# Newton's laws

1. Jun 23, 2015

### J-dizzal

1. The problem statement, all variables and given/known data
An electron with a speed of 1.1 × 107 m/s moves horizontally into a region where a constant vertical force of 3.2 × 10-16 N acts on it. The mass of the electron is 9.11 × 10-31 kg. Determine the vertical distance the electron is deflected during the time it has moved 34 mm horizontally.

2. Relevant equations
F=ma

3. The attempt at a solution

2. Jun 23, 2015

### Matternot

Try starting by using your "relevant equation"?
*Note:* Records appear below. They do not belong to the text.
PR #36, opened 2026-07-23
feat(logging): integrate shared native logger

zhuhaichao518:
## What changed

- link the Windows plugin to the host-provided `cpp_log_plugin` target when available
- route representative ViGEm game-controller diagnostics through the shared native logger
- preserve standalone builds with a stderr fallback when the host does not provide `cpp_log`
- avoid a mandatory Dart path dependency on a sibling package

## Why

Native plugin diagnostics should share CloudPlayPlus's bounded asynchronous logger and rotating file sink instead of maintaining separate output paths, while this plugin must remain independently buildable.

## Validation

- `flutter pub get`
- standalone `example`: `flutter build windows --debug`
- CloudPlayPlus host Windows Release build with the shared `cpp_log.dll`
- `flutter analyze` still reports the repository's existing 268 example lint items; this PR does not change Dart sources

### DIFF
--- a/windows/gamecontroller_manager.cc
+++ b/windows/gamecontroller_manager.cc
@@ -1,5 +1,27 @@
 #include "gamecontroller_manager.h"
 
+#if defined(CPP_LOG_AVAILABLE)
+#include <cpp_log/cpp_log.h>
+#else
+#include <cstdarg>
+#include <cstdio>
+
+namespace {
+void FallbackLog(const char* level, const char* tag, const char* format, ...) {
+  std::fprintf(stderr, "[%s] [%s] ", level, tag);
+  va_list args;
+  va_start(args, format);
+  std::vfprintf(stderr, format, args);
+  va_end(args);
+  std::fputc('\n', stderr);
+}
+}  // namespace
+
+#define CPPLOG_INFO(tag, ...) FallbackLog("INFO", (tag), __VA_ARGS__)
+#define CPPLOG_WARN(tag, ...) FallbackLog("WARN", (tag), __VA_ARGS__)
+#define CPPLOG_ERROR(tag, ...) FallbackLog("ERROR", (tag), __VA_ARGS__)
+#endif
+
 #include <sstream>
 #include <Xinput.h>
 
@@ -10,14 +32,14 @@ std::array<PVIGEM_TARGET, 4> GameControllerManager::controllers = {};
 int GameControllerManager::InitializeVigem() {
   vigem_client = vigem_alloc();
   if (vigem_client == nullptr) {
-    std::cerr << "Uh, not enough memory to do that?!" << std::endl;
+    CPPLOG_ERROR("GAMEPAD", "ViGEm client allocation failed");
     return -1;
   }
 
   const auto retval = vigem_connect(vigem_client);
   if (!VIGEM_SUCCESS(retval)) {
-    std::cerr << "ViGEm Bus connection failed with error code: 0x"
-              << std::hex << retval << std::endl;
+    CPPLOG_ERROR("GAMEPAD", "ViGEm Bus connection failed: 0x%X",
+                 static_cast<unsigned int>(retval));
     return -1;
   }
   initialized = true;
@@ -43,22 +65,22 @@ int GameControllerManager::CreateGameController() {
       // Error handling
       //
       if (!VIGEM_SUCCESS(pir)) {
-        std::cerr << "Target plugin failed with error code: 0x" << std::hex
-                << pir << std::endl;
+        CPPLOG_ERROR("GAMEPAD", "ViGEm target add failed: 0x%X",
+                     static_cast<unsigned int>(pir));
         return -1;
       }
-      std::cout << "GameController created in slot " << i + 1 << std::endl;
+      CPPLOG_INFO("GAMEPAD", "Game controller created in slot %d", i + 1);
       return i + 1;
     }
   }
 
-  std::cerr << "No available slot for GameController!" << std::endl;
+  CPPLOG_WARN("GAMEPAD", "No available game controller slot");
   return -1;
 }
 
 bool GameControllerManager::RemoveGameController(int id) {
   if (id < 1 || id > 4) {
-    std::cerr << "Invalid slot id: " << id << std::endl;
+    CPPLOG_WARN("GAMEPAD", "Invalid game controller slot: %d", id);
     return false;
   }
 
@@ -69,15 +91,15 @@ bool GameControllerManager::RemoveGameController(int id) {
     // Error handling
     //
     if (!VIGEM_SUCCESS(pir)) {
-        std::cerr << "GameController remove failed with error code: 0x" << std::hex
-            << pir << std::endl;
+        CPPLOG_ERROR("GAMEPAD", "Game controller removal failed: 0x%X",
+                     static_cast<unsigned int>(pir));
         return false;
     }
-    std::cout << "GameController removed from slot " << id << std::endl;
+    CPPLOG_INFO("GAMEPAD", "Game controller removed from slot %d", id);
     return true;
   }
 
-  std::cerr << "Slot " << id << " is already empty!" << std::endl;
+  CPPLOG_WARN("GAMEPAD", "Game controller slot %d is already empty", id);
   return false;
 }
 
@@ -103,10 +125,9 @@ bool GameControllerManager::DoControllerAction(int id, std::string& action) {
         *reinterpret_cast<XUSB_REPORT*>(&gamepad));
 
     if (!VIGEM_SUCCESS(pir)) {
-        std::cerr << "GameController remove failed with error code: 0x" << std::hex
-            << pir << std::endl;
+        CPPLOG_ERROR("GAMEPAD", "Game controller update failed: 0x%X",
+                     static_cast<unsigned int>(pir));
         return false;
     }
-    std::cout << "GameController removed from slot " << id << std::endl;
     return true;
 }
--- a/windows/gamecontroller_manager.cc
+++ b/windows/gamecontroller_manager.cc
@@ -1,26 +1,5 @@
 #include "gamecontroller_manager.h"
-
-#if defined(CPP_LOG_AVAILABLE)
-#include <cpp_log/cpp_log.h>
-#else
-#include <cstdarg>
-#include <cstdio>
-
-namespace {
-void FallbackLog(const char* level, const char* tag, const char* format, ...) {
-  std::fprintf(stderr, "[%s] [%s] ", level, tag);
-  va_list args;
-  va_start(args, format);
-  std::vfprintf(stderr, format, args);
-  va_end(args);
-  std::fputc('\n', stderr);
-}
-}  // namespace
-
-#define CPPLOG_INFO(tag, ...) FallbackLog("INFO", (tag), __VA_ARGS__)
-#define CPPLOG_WARN(tag, ...) FallbackLog("WARN", (tag), __VA_ARGS__)
-#define CPPLOG_ERROR(tag, ...) FallbackLog("ERROR", (tag), __VA_ARGS__)
-#endif
+#include "cpp_log_shim.h"
 
 #include <sstream>
 #include <Xinput.h>
--- a/windows/CMakeLists.txt
+++ b/windows/CMakeLists.txt
@@ -24,6 +24,7 @@ list(APPEND PLUGIN_SOURCES
   "hardware_simulator_plugin.h"
   "cursor_monitor.cc"
   "cursor_monitor.h"
+  "cpp_log_shim.h"
   "gamecontroller_manager.cc"
   "gamecontroller_manager.h"
   "notification_window.cc"
--- a/windows/CMakeLists.txt
+++ b/windows/CMakeLists.txt
@@ -59,6 +59,13 @@ apply_standard_settings(${PLUGIN_NAME})
 set_target_properties(${PLUGIN_NAME} PROPERTIES
   CXX_VISIBILITY_PRESET hidden)
 target_compile_definitions(${PLUGIN_NAME} PRIVATE FLUTTER_PLUGIN_IMPL)
+if(TARGET cpp_log_plugin)
+  target_compile_definitions(${PLUGIN_NAME} PRIVATE CPP_LOG_AVAILABLE=1)
+  target_link_libraries(${PLUGIN_NAME} PRIVATE cpp_log_plugin)
+else()
+  message(STATUS
+    "hardware_simulator: cpp_log target unavailable; native logging disabled")
+endif()
 
 # Source include directories and library dependencies. Add any plugin-specific
 # dependencies here.
--- a/windows/cpp_log_shim.h
+++ b/windows/cpp_log_shim.h
@@ -1,0 +1,47 @@
+#ifndef HARDWARE_SIMULATOR_WINDOWS_CPP_LOG_SHIM_H_
+#define HARDWARE_SIMULATOR_WINDOWS_CPP_LOG_SHIM_H_
+
+#if defined(CPP_LOG_AVAILABLE)
+#include <cpp_log/cpp_log.h>
+#else
+#include <cstdarg>
+#include <cstdio>
+
+namespace hardware_simulator {
+namespace logging {
+
+inline void FallbackLog(const char* level, const char* tag,
+                        const char* format, ...) {
+  char message[2048] = {};
+  va_list args;
+  va_start(args, format);
+  std::vsnprintf(message, sizeof(message), format, args);
+  va_end(args);
+  std::fprintf(stderr, "[%s] [%s] %s\n", level,
+               tag && *tag ? tag : "NATIVE", message);
+}
+
+}  // namespace logging
+}  // namespace hardware_simulator
+
+#define CPPLOG_TRACE(tag, ...)                                      \
+  ::hardware_simulator::logging::FallbackLog("TRACE", (tag),        \
+                                              __VA_ARGS__)
+#define CPPLOG_DEBUG(tag, ...)                                      \
+  ::hardware_simulator::logging::FallbackLog("DEBUG", (tag),        \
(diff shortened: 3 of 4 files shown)


zhuhaichao518:
@hxyshadow review

windows/gamecontroller_manager.cc
```diff
@@ -1,5 +1,27 @@
 #include "gamecontroller_manager.h"
 
+#if defined(CPP_LOG_AVAILABLE)
```
hxyshadow: 💡 **Suggestion (forward-looking DRY):** This 20-line `CPP_LOG_AVAILABLE` fallback shim (`FallbackLog` + the three `CPPLOG_*` macros) is TU-local to this file. The PR body scopes this to *representative* diagnostics, and the other Windows sources still emit raw output — `hardware_simulator_plugin.cpp`, `SmartKeyboardBlocker.cpp`, `virtual_display.cc`, `virtual_display_control.cc` all still use `std::cout`/`OutputDebugString`/`printf`. When you migrate those in a follow-up, each will need this identical block copy-pasted. Consider extracting the shim now into a small shared internal header (e.g. `windows/cpp_log_shim.h`) so the next N files just `#include` it and stay consistent — avoids the shim drifting per-file.

windows/gamecontroller_manager.cc
```diff
@@ -1,5 +1,27 @@
...
+#include <cpp_log/cpp_log.h>
+#else
+#include <cstdarg>
+#include <cstdio>
+
+namespace {
+void FallbackLog(const char* level, const char* tag, const char* format, ...) {
+  std::fprintf(stderr, "[%s] [%s] ", level, tag);
```
hxyshadow: 💡 **Suggestion (fallback atomicity):** The fallback emits the `[LEVEL] [TAG] ` prefix and the formatted message as two separate `stderr` writes. `fprintf`/`vfprintf` are each individually thread-safe on MSVCRT, but the two calls are not atomic together, so concurrent gamepad calls (platform-channel thread) can interleave a prefix with another thread's message. Cheap fix: `vsnprintf` into a stack buffer once, then a single `fprintf(stderr, "[%s] [%s] %s\n", level, tag, buf)`. Only matters on the standalone/example build (the host `cpp_log` path already serializes via its ring buffer), so non-blocking.

hxyshadow (changes requested):
**🔴 REQUEST_CHANGES(需修改)**

## Code Review: #36 — feat(logging): integrate shared native logger

**结论：Approve ✅**（0 blocking，2 条非阻塞 💡）
**Reviewed against:** `76bcf8e93acfc491f66d9fb7b12c11440735a55b`

首轮 review（无前序 reviewer，作者直接 `@hxyshadow review`）。改动小而干净：把 ViGEm 游戏手柄的诊断输出从 `std::cout`/`std::cerr` 迁移到共享 native logger `cpp_log`，并保留独立可编译能力（host 未提供 `cpp_log` 时用 stderr fallback）。

### ✅ 跨 PR 契约校验（重点）
这是一个跨仓库协同集成 PR，真正的契约方在兄弟 PR 里，本仓库 diff 只是消费端。我对着协同分支逐项核对，契约**成立**：

- **target 名**：`windows/CMakeLists.txt` 用 `if(TARGET cpp_log_plugin)` 门控。协同的 `CloudPlayPlus/cloudplayplus_log#2`（host PR `cloudplayplus#407` 的依赖 PR）把 `PLUGIN_NAME` 设为 `"cpp_log_plugin"` — 名字对得上 ✅。（注意：cpp_log **旧** commit 里 target 叫 `cpp_log`、且无 public header；只有 spdlog 重构后的 `cpp_log_log#2` 才改名并导出 header。本仓库必须与该 PR 一起合并才成立。）
- **头文件**：`#include <cpp_log/cpp_log.h>`。`cloudplayplus_log#2` 新增 `include/cpp_log/cpp_log.h`，且 `windows/CMakeLists.txt` 用 `target_include_directories(... PUBLIC ../include ...)` 导出 — 消费端能解析到 ✅。（旧版是 `PRIVATE` 且无此 header，link 时会拿不到。）
- **宏契约**：本 PR 用 `CPPLOG_INFO/WARN/ERROR(tag, fmt, ...)`。新 header 定义的正是这三个 printf 风格宏（转发到 `LogfSource(...)`），与 fallback shim 的 `FallbackLog(level, tag, format, ...)` 语义一致（都是 `vfprintf` 风格变参）✅。

### ✅ 其它核对
- **迁移完整性**：本文件内 `std::cerr`/`std::cout` 已全部清零（grep = 0），无残留。
- **签名/调用方**：三个 public 方法签名未变，唯一调用方 `hardware_simulator_plugin.cpp:1433/1437/1451` 不受影响。
- **一处顺带清理**：`DoControllerAction` 成功路径里那句语义错误的 `"GameController removed from slot"`（实际是 update 成功）被删掉了，合理。
- **格式化正确**：`0x%X` + `static_cast<unsigned int>(retval)` 替换了原来的 `std::hex <<`，等价且更适配变参 API。

### 💡 建议（均非阻塞，见 inline）
1. **fallback shim 前瞻性抽取** — 这 20 行 shim 目前 TU-local；后续迁移其它 4 个 Windows 源文件时会被逐份复制，建议提前抽到 `windows/cpp_log_shim.h`。
2. **fallback 原子性** — prefix 与 message 是两次 `stderr` 写，多线程下可能交错；`vsnprintf` 到栈 buffer 再单次 `fprintf` 即可。仅影响 standalone/example 构建，host 路径已由 ring buffer 串行化。

### ⚠️ 合并顺序提醒
本 PR 依赖 `cloudplayplus_log#2` 先合入并把 host 侧 submodule 指针更新到位；单独合本 PR 后若 host 的 `cpp_log_plugin` target 尚不存在，会走 `else()` 分支（native logging 静默禁用、退回 stderr）——不会 break 编译，但共享 logger 不生效。建议按 `cloudplayplus#407` 描述的顺序协同合并。

---

## 🧠 Claude review — **REQUEST_CHANGES**

## Code Review: `feat(logging): integrate shared native logger` (PR #36)

### Overview
The PR routes the Windows ViGEm game-controller diagnostics through CloudPlayPlus's shared native logger (`cpp_log`) instead of `std::cerr`/`std::cout`, with a `printf`-style stderr fallback (`FallbackLog` + `CPPLOG_*` macros) for standalone builds. The CMake guard links `cpp_log_plugin` and defines `CPP_LOG_AVAILABLE` when the host provides it. Direction is good and the fallback design is clean.

### What's good
- **Fallback semantics match the real logger.** The real API is `cpplog::Logf(Level, const char* tag, const char* fmt, ...)` (printf-style), and `CPPLOG_INFO(tag, ...)` etc. Your fallback macros mirror the exact `(tag, printf-format, args)` contract, so call sites are portable across both paths.
- **Correct format handling.** Switching `std::hex << retval` to `"0x%X"` with `static_cast<unsigned int>(...)` is right — `VIGEM_ERROR` is an enum, and `%X` needs an `unsigned int`.
- **Removed a copy-paste bug.** The stray `std::cout << "GameController removed from slot"` in `DoControllerAction` (which logged a removal on a successful *update*) is correctly deleted.

### Blocking concern — the native-logging path appears to never activate

Cross-checking against `CloudPlayPlus/cloudplayplus_log` (current HEAD), two wiring names in this PR don't match the actual package:

1. **Target name.** `cpp_log`'s `windows/CMakeLists.txt` defines its target as `add_library(cpp_log SHARED ...)` — it's a **dart:ffi plugin**, so Flutter's `generated_plugins.cmake` never creates a `cpp_log_plugin` target (that suffix only exists for method-channel plugins linked via `${plugin}_plugin`). So `if(TARGET cpp_log_plugin)` is always false → the `else` branch is always taken. The guard should be `if(TARGET cpp_log)`.

2. **Header path.** `#include <cpp_log/cpp_log.h>` doesn't exist. The macros/API live in `src/cpp_log_core.h` (README: "C++ — `src/cpp_log_core.h`"); the only header under `include/cpp_log/` is `cpp_log_apple.h`. There is no umbrella `cpp_log/cpp_log.h` anywhere in the org.

3. **Include propagation.** Even fixing (1), `cpp_log` does `target_include_directories(cpp_log PRIVATE "${SRC_DIR}")` — **PRIVATE**, so linking it wouldn't propagate the header path to this plugin. The logger package would need an INTERFACE/PUBLIC include dir (and ideally an umbrella header) for `#if defined(CPP_LOG_AVAILABLE)` to compile.

The insidious part: because the `else` branch is always selected, the **host Release build passes** (it just compiles the stderr fallback) even though the shared logger is never actually wired in — which is likely why validation looked green while the PR's stated goal (sharing the bounded async logger + rotating file sink) isn't met. As written, if `CPP_LOG_AVAILABLE` *were* ever defined, the include would fail to compile.

**Ask:** Confirm the real target name and public header. Most likely `if(TARGET cpp_log)` + an include path/umbrella header exported by the logger package (INTERFACE include dir). Please re-validate by confirming `CPP_LOG_AVAILABLE` is actually defined in the host build (e.g. the `message(STATUS ...)` does *not* fire), not just that the build succeeds.

### Minor / non-blocking
- `windows/gamecontroller_manager.h` still `#include <iostream>`, now unused since all stream I/O is gone. It also relies on `<iostream>` to transitively pull in `std::string` (used in `DoControllerAction`'s signature) — prefer an explicit `#include <string>` and drop `<iostream>`. Pre-existing, but this PR is the natural moment.
- `DoControllerAction`: `_XINPUT_GAMEPAD gamepad;` is left uninitialized and populated by unchecked `iss >>` extractions; a malformed `action` leaves fields indeterminate. Pre-existing and out of scope, but worth a follow-up.

### Verdict rationale
The diff itself is well-formed, but the CMake/header wiring names don't match the actual `cpp_log` package, so the feature silently degrades to the stderr fallback in the host build — the PR's core objective. That needs confirmation/fix before merge. If the maintainers verify a host-side shim provides `cpp_log_plugin` and `cpp_log/cpp_log.h`, this drops to COMMENT.

windows/gamecontroller_manager.cc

When calculating the distance travelled, what information do we need to calculate initially?

3. Jun 23, 2015

### J-dizzal

distance = vt?

4. Jun 23, 2015

### Matternot

That's not a bad idea. We will need that equation. The problem is the velocity isn't constant because there is a force. How do we calculate the time it is travelling for though? The time it's travelling for is important.

Last edited: Jun 23, 2015
5. Jun 23, 2015

### J-dizzal

v = v0 + at and solve for t? this eqate to zero, nevermind

6. Jun 23, 2015

### Matternot

It's very important to treat the vertical and horizontal velocities separately. The vertical force does not affect the horizontal speed. The horizontal speed does not affect the vertical speed. Maybe try using $s=vt$?

7. Jun 23, 2015

### J-dizzal

would i use a motion equation(constant accerleration)?

8. Jun 23, 2015

### Matternot

Yeah, The motion equation for constant acceleration sounds like a really good idea to describe the vertical motion. The problem is we need to calculate the time it is travelling for to use that. The horizontal motion might help us here.

9. Jun 23, 2015

### J-dizzal

I dont see how a vertical force would'nt affect the horizontal speed. for example if the vertical force was enough to change the direction of the particle to a vertical path then its horizontal speed would be zero. and the horizontal speed would be changing all the way.

10. Jun 23, 2015

### Matternot

But what if the force can never be strong enough to change the direction of the particle to a vertical path? What if the horizontal speed can never be zero under the influence of this vertical force?

11. Jun 23, 2015

### J-dizzal

well then the vertical force is not strong enough, but even a very small vertical force acting on a horizontal particle would accelerate the particle vertically therefore changing its horizontal velocity. the speed of particle would not change, just the horizontal velocity dependent on its angle with respect to horizontal.

12. Jun 23, 2015

### J-dizzal

so, distance = vt and solving for t would not work yet because the time isnt known. and distance is not known

13. Jun 23, 2015

### Matternot

Why is the speed of the particle constant?

14. Jun 23, 2015

### J-dizzal

speed is constant assuming this is in a vacuum, sorry should of noted that

15. Jun 23, 2015

### Matternot

This will make sense when the separation of x and y directions makes sense. I think we should postpone this until that is understood.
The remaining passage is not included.